─── Material for this task ───

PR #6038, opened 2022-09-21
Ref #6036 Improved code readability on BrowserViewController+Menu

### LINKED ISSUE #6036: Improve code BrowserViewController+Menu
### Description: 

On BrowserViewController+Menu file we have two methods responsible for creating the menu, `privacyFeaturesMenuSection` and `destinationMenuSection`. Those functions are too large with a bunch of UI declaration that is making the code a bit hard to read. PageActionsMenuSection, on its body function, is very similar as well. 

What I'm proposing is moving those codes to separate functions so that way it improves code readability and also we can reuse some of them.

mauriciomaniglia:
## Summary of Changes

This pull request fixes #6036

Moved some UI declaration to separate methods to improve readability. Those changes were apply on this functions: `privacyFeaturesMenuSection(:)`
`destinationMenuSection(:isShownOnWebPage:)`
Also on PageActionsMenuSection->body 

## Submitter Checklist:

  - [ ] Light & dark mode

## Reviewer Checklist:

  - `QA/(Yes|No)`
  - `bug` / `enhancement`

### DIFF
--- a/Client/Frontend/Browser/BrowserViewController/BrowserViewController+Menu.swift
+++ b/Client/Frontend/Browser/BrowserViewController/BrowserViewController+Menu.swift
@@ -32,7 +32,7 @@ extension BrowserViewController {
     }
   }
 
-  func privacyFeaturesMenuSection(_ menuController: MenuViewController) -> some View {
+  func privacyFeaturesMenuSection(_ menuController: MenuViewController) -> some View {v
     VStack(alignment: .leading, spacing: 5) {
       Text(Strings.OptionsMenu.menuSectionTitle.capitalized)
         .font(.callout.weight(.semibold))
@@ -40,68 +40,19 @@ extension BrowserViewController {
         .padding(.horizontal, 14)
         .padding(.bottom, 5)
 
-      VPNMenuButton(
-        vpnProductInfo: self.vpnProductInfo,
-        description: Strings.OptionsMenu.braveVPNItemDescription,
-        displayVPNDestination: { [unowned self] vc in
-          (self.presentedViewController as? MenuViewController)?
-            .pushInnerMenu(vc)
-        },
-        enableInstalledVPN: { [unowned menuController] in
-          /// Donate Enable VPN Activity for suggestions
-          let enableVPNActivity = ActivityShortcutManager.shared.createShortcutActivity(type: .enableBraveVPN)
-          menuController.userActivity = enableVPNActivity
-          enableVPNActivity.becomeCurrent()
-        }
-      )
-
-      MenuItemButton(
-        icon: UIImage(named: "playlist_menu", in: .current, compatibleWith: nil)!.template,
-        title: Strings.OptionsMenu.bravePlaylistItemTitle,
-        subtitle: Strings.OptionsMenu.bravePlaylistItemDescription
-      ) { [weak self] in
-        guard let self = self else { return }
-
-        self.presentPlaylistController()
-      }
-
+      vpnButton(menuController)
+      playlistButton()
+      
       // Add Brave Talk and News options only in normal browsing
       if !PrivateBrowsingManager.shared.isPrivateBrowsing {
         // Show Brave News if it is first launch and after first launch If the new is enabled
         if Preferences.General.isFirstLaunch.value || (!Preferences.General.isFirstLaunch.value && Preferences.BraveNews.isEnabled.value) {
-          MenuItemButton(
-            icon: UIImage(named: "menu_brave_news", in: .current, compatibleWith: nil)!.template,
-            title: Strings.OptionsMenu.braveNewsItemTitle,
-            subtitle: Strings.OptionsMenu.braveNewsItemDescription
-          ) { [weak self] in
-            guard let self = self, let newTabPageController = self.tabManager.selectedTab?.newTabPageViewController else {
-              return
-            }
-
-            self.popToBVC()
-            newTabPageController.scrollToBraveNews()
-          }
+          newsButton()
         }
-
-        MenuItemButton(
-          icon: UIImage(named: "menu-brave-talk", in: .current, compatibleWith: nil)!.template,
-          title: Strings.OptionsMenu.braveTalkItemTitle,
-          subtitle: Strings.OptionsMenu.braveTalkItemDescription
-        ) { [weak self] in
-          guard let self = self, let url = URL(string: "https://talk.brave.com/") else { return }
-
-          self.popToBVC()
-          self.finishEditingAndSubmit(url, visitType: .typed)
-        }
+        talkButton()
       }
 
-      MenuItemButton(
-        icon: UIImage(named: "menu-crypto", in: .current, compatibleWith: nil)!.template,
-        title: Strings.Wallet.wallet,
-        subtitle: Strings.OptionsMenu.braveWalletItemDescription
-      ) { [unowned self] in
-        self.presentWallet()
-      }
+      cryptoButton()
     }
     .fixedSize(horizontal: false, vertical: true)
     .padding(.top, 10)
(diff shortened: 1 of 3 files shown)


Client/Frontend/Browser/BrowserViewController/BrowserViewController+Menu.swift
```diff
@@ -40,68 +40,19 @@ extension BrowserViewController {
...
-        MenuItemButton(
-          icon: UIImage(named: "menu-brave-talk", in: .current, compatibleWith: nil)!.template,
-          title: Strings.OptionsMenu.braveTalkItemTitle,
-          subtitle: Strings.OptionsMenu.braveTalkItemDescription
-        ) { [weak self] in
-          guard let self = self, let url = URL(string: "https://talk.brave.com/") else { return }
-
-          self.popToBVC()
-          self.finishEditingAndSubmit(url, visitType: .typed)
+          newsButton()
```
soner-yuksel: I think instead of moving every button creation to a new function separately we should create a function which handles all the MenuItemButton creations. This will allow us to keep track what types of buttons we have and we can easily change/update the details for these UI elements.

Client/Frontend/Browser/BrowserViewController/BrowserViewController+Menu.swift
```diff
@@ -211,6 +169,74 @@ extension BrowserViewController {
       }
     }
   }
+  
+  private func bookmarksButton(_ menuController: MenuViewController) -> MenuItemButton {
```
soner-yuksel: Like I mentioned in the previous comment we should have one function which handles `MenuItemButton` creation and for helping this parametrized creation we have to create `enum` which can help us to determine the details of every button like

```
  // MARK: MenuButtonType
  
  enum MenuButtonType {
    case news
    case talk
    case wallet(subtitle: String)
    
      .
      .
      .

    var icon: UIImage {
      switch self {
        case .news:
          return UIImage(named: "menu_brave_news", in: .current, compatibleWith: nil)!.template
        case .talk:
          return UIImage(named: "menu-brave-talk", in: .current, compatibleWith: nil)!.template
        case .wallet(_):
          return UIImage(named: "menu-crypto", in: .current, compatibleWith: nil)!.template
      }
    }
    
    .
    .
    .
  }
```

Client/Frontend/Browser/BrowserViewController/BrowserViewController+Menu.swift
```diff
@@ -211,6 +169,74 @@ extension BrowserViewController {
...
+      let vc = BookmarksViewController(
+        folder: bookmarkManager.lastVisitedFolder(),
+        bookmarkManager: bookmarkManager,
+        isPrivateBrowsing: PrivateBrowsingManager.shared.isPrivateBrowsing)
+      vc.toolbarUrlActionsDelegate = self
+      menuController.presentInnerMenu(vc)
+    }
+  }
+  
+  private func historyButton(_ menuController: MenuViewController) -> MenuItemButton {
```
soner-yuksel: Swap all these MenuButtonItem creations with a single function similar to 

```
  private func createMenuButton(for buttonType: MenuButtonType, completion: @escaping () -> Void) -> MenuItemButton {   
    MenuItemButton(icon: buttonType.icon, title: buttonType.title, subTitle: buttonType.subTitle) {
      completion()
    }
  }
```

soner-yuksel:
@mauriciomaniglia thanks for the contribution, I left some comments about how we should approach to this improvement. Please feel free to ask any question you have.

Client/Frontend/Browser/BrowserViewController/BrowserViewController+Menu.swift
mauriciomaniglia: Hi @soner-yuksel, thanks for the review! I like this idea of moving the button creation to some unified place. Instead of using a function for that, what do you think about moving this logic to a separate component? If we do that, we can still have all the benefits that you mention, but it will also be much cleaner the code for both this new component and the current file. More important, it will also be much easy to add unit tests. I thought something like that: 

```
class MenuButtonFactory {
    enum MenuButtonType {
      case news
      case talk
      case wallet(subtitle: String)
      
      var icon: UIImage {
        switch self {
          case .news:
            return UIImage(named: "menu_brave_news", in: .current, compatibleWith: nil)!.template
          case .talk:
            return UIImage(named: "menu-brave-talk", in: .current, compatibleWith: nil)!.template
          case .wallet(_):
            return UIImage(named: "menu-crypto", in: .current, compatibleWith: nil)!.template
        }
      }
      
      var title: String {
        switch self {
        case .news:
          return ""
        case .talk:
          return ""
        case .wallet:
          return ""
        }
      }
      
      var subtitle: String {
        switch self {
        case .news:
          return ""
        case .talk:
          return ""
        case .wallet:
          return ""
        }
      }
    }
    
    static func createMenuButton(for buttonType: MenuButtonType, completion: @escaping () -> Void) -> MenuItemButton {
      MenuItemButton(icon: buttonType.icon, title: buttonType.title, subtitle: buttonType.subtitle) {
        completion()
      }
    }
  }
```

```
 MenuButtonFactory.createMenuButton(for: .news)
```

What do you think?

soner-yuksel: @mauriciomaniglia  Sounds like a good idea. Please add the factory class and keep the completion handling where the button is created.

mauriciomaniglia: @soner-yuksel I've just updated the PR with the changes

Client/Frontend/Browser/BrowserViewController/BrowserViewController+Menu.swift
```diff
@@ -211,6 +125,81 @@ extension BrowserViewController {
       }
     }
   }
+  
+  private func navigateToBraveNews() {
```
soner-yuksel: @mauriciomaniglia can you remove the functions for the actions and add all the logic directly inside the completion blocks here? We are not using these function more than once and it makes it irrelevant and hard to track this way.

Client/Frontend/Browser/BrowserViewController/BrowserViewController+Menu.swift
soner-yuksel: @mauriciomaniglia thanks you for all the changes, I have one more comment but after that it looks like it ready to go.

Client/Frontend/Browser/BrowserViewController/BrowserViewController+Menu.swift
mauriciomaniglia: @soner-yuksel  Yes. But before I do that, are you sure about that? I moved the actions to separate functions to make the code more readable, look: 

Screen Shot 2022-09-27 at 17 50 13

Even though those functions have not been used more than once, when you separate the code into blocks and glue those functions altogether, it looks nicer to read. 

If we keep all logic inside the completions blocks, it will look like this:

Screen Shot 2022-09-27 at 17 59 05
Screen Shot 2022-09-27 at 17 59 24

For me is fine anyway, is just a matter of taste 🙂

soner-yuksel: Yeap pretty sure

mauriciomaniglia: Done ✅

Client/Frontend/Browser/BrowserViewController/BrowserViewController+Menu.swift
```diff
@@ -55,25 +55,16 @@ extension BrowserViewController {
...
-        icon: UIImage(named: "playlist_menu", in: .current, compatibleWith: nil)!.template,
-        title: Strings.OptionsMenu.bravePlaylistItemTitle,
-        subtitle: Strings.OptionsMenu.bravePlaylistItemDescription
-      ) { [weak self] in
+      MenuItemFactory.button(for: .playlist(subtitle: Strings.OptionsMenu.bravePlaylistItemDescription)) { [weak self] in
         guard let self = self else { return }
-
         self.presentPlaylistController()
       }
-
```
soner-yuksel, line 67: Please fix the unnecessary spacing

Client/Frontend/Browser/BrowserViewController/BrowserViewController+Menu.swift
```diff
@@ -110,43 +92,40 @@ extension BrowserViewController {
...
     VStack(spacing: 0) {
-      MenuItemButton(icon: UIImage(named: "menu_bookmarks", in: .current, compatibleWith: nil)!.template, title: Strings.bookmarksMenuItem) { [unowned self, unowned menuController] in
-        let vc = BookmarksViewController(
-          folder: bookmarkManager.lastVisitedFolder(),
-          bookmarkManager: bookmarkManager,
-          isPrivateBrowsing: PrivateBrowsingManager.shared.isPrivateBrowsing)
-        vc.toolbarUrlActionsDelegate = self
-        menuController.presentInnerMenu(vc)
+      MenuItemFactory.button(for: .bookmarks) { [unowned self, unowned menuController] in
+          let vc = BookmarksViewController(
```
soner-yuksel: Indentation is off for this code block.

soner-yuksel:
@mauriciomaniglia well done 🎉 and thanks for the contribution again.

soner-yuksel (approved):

───
─── Material for this task ───

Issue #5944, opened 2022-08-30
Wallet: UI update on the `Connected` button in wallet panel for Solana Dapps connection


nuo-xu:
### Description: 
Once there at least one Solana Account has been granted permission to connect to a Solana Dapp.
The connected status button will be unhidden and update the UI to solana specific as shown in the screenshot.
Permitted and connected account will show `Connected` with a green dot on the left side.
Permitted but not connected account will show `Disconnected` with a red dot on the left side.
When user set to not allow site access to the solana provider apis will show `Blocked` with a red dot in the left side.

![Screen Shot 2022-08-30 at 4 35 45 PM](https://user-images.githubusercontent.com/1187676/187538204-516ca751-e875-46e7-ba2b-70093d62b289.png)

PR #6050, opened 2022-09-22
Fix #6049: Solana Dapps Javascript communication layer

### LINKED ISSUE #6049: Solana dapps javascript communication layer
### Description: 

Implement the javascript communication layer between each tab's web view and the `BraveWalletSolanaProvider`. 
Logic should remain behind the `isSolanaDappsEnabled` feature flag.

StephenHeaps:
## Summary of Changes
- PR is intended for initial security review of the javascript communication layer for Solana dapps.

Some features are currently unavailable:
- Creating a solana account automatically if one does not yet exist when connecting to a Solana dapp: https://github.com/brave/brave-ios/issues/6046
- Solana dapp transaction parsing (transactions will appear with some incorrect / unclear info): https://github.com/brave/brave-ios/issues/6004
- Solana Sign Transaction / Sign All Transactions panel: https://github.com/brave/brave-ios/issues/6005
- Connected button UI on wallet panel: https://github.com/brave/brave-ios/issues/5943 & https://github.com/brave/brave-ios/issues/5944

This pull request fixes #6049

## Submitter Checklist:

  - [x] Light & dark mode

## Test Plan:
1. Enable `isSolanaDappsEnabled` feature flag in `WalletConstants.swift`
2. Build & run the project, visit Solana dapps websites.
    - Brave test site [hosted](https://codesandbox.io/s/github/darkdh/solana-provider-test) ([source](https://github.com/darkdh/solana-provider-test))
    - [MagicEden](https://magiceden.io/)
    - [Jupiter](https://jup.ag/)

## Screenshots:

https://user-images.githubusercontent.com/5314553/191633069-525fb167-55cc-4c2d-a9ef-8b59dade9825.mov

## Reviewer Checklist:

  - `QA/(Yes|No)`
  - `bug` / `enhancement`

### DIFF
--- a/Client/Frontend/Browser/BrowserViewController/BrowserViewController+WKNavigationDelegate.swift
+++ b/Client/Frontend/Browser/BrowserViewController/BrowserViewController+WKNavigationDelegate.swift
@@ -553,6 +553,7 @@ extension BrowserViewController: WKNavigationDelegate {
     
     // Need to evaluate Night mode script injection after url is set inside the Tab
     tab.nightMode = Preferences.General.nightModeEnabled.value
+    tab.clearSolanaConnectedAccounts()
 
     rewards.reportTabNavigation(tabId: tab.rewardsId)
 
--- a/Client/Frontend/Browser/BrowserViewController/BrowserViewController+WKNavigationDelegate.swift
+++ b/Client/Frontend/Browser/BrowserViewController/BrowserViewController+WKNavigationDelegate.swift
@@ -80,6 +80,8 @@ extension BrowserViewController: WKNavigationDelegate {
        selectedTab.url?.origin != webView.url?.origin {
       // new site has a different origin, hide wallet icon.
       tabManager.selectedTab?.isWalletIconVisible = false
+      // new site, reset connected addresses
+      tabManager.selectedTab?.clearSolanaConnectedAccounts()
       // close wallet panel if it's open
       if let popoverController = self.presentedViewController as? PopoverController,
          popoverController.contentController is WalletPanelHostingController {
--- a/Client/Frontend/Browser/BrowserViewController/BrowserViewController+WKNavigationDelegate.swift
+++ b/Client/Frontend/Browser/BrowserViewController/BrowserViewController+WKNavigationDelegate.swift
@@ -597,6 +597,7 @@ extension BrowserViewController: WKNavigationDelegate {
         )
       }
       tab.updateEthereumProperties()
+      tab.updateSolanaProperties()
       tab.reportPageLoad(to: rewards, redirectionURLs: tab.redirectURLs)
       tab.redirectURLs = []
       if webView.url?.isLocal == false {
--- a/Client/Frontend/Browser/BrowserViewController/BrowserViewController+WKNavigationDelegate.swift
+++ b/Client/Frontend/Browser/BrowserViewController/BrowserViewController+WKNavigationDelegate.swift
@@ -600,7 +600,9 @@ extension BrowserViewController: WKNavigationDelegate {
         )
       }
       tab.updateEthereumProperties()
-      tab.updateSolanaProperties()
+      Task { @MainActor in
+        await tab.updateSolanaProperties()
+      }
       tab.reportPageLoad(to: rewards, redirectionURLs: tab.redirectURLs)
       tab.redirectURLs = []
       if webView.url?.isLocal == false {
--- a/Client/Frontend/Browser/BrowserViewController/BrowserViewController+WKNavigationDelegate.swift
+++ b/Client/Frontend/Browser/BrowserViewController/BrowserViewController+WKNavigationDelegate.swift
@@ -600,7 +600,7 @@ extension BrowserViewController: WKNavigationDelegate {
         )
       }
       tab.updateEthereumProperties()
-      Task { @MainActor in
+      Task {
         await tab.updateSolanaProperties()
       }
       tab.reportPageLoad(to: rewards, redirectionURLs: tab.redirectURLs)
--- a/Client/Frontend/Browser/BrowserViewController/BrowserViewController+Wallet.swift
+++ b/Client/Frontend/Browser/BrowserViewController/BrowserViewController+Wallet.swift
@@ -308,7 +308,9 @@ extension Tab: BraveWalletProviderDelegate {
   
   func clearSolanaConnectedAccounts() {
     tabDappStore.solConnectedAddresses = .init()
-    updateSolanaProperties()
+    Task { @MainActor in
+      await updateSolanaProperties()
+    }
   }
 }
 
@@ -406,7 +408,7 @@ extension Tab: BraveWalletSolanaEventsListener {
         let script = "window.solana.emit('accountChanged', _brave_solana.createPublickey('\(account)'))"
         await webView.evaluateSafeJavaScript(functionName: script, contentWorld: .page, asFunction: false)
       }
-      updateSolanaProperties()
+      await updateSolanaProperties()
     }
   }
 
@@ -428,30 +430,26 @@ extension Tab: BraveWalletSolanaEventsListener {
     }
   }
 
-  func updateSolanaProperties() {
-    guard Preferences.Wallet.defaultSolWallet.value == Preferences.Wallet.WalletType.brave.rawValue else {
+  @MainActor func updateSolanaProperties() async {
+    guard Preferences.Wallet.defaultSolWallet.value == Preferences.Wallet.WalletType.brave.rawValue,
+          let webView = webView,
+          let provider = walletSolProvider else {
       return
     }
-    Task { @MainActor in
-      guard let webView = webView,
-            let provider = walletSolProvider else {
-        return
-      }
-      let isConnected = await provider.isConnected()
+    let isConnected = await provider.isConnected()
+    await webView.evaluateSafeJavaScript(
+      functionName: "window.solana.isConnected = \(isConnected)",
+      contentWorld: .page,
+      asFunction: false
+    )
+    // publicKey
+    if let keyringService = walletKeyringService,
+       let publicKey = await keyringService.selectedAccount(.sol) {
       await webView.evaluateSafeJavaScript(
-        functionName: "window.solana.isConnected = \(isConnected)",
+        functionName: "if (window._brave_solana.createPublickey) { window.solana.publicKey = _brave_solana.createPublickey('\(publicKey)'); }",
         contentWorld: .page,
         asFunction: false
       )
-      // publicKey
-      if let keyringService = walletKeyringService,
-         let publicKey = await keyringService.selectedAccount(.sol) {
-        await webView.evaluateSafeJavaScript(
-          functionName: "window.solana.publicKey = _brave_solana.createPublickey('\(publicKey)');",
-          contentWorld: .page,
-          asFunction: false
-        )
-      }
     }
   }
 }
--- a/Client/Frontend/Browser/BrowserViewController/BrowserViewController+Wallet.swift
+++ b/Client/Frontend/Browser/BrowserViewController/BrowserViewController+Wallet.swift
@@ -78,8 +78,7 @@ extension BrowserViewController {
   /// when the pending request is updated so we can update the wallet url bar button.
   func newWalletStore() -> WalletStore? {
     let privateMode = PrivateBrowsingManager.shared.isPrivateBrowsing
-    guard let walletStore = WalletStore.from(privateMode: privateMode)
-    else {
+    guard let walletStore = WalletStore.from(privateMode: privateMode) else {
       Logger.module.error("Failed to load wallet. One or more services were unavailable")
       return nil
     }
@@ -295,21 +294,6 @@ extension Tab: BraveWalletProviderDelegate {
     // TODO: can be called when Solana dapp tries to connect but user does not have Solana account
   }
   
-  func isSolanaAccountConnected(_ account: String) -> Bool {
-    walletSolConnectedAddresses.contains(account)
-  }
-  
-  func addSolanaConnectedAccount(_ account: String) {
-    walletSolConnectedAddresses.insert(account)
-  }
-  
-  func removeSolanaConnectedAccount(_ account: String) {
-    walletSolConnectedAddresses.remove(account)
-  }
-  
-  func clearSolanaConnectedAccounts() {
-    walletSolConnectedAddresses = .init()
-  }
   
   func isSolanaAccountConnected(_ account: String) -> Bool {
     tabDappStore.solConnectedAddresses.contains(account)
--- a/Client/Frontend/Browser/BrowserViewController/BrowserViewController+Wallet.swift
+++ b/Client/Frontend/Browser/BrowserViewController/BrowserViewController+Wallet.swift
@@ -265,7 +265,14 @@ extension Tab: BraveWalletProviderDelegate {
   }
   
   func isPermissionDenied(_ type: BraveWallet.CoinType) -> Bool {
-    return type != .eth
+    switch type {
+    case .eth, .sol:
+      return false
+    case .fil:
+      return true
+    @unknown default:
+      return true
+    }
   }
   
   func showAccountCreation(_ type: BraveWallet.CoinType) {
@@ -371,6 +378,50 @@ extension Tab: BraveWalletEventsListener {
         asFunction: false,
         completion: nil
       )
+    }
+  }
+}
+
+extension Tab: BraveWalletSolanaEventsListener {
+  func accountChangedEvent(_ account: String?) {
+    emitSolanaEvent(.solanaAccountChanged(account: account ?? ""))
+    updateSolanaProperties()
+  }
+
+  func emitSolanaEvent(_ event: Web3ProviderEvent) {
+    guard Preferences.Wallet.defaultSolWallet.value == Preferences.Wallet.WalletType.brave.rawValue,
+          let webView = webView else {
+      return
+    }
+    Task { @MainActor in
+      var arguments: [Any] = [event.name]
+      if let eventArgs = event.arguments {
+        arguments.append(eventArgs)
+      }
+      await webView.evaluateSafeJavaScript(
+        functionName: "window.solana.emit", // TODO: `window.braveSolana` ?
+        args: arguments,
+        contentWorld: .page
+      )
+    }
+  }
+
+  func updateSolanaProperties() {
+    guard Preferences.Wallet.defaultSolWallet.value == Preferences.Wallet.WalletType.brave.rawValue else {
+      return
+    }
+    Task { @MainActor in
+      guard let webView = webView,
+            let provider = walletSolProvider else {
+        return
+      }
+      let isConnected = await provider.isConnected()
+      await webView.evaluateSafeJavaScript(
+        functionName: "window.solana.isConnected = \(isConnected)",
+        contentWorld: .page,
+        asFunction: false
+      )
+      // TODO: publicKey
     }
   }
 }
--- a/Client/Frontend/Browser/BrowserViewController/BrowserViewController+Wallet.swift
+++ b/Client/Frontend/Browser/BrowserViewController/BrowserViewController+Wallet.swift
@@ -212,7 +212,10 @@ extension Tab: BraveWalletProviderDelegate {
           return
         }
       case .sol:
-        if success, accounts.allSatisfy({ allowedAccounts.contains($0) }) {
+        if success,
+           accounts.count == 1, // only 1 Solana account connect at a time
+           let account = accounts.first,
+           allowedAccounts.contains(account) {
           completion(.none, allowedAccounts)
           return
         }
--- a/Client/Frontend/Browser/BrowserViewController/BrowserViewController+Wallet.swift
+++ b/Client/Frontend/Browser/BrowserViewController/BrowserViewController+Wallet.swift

───

• _Task prompt_: Using the listing above, show each line with the word "every" in it.

• _Exercise answer_:
soner-yuksel: I think instead of moving every button creation to a new function separately we should create a function which handles all the MenuItemButton creations. This will allow us to keep track what types of buttons we have and we can easily change/update the details for these UI elements.
soner-yuksel: Like I mentioned in the previous comment we should have one function which handles `MenuItemButton` creation and for helping this parametrized creation we have to create `enum` which can help us to determine the details of every button like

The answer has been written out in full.